# CNN's "Hardcore" Gamer Reviews 3DS



## [M]artin (Mar 27, 2011)

*Jesus Christ... Just... *sigh* JUST FUCKING WATCH IT.*http://money.cnn.com/video/technology/2011/03/23/t-tt-nintendo-3ds-review.fortunehttp://money.cnn.com/video/technology/2011/03/23/t-tt-nintendo-3ds-review.fortune


----------



## L-Lawliet (Mar 27, 2011)

Saw this before. It's hilarious when he says that he "grew up on Halo"


----------



## 431unknown (Mar 27, 2011)

That douche don't even know what he's talking about.


----------



## redact (Mar 27, 2011)

L-Lawliet said:
			
		

> Saw this before. It's hilarious when he says that he "grew up on Halo"


...so he's ten years old?

edit: just watched the video
that guy is truly a dickhead...


----------



## Jugarina (Mar 27, 2011)

Sounds like a paid spokesman for Apple to me and is completely wrong and yeah me and that girly man would not get along very well and I think I would be throwing some bolo's his way If we ever meet in person, would be a real joy to watch him cry.


----------



## Dangy (Mar 27, 2011)

This has already been posted here.


----------



## petspaps (Mar 27, 2011)

For the first half of it i thought yr ok fair review, then once he went on about another device which has a different function and a different project function to the 3ds i thought who paid u off moron


----------



## linuxGuru (Mar 27, 2011)

If he claims he grew up on halo, how does he even know what a gameboy was like?

What an idiot.


----------



## CarbonX13 (Mar 27, 2011)

I'm pretty convinced that Apple paid him to say the latter 60% of the video.


----------



## iFish (Mar 27, 2011)

"We have no seen cartridges since the GBA days"

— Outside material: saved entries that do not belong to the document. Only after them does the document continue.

PR #3173, opened 2023-05-13
prove abeq2f without ax-13

wlammen:
1. Introduce nfcriv, a version of nfcri directly derived from nfrc, with an additional disjoint variable condition, but without the need of ax-13.  nfcri is the more versatile result, to be used in all general contexts.  But on some occasions, we can provide more DV conditions, and do not rely on ax-13 then.  This shortens several proofs that otherwise would make a laborious use of nfcr.
2. move nfrd close to other nfr* theorems.
3. nfnfcALT has no shorter proof than nfnfc any more, so delete it.
4. abeq2f is proven without ax-13 (and shortened to boot).

### DIFF
--- a/discouraged
+++ b/discouraged
@@ -13398,6 +13398,7 @@ New usage of "abbidOLD" is discouraged (0 uses).
 New usage of "abbidvOLD" is discouraged (0 uses).
 New usage of "abbiiOLD" is discouraged (0 uses).
 New usage of "abbiiOLDOLD" is discouraged (0 uses).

Did he totally forget the DS?

And "No Stylus in PDA's"

Did he again skip the DS?

Why is he forgetting the DS exists?


----------



## CarbonX13 (Mar 27, 2011)

iFish said:
			
		

> "We have no seen cartridges since the GBA days"
> 
> Did he totally forget the DS?
> 
> ...


He grew up with Halo, so he probably skipped over the DS generation completely.


----------



## RiderLeangle (Mar 27, 2011)

This guy has been in a coma since 2004 hasn't he?


----------



## machomuu (Mar 27, 2011)

Judging by most of the posts I guess I was right in assuming Geoff Keighley (if that's how it's spelled) is the one reviewing the 3DS.


----------



## Fudge (Mar 27, 2011)

We haven't seen cartridges since the Game Boy 
	

	
	
		
		

		
		
	


	



A stylus? I haven't seen that since the early 2000s 
	

	
	
		
		

		
		
	


	



Retro design that seems fit for the 1990s. Thats just a fail


----------



## KingAsix (Mar 27, 2011)

This guy...Does he even know what he is talking about. Iphone/touch/ipad and the 3DS are two totally different devices meant for two totally different thing. Hell! one can argue the iphone, ipad, and the ipod touch are all different devices meant for different things. Yeah its possible Apple paid him off..."grew up on halo" makes no sense (guessing at his age + that statement = he must have never even played a game til his late teens/early 20s) 

I think this guy is stupid and deserves to be slapped


----------



## Nebz (Mar 27, 2011)

Errr this was posted already...
http://gbatemp.net/t285228-the-greatest-3ds-review-yet

but yeah... This was just an awful review. I wonder how they even allowed this to happen.


----------



## Deleted-273695 (Mar 27, 2011)

-.- what a stupid person -.-


----------



## dinofan01 (Mar 27, 2011)

machomuu said:
			
		

> Judging by most of the posts I guess I was right in assuming Geoff Keighley (if that's how it's spelled) is the one reviewing the 3DS.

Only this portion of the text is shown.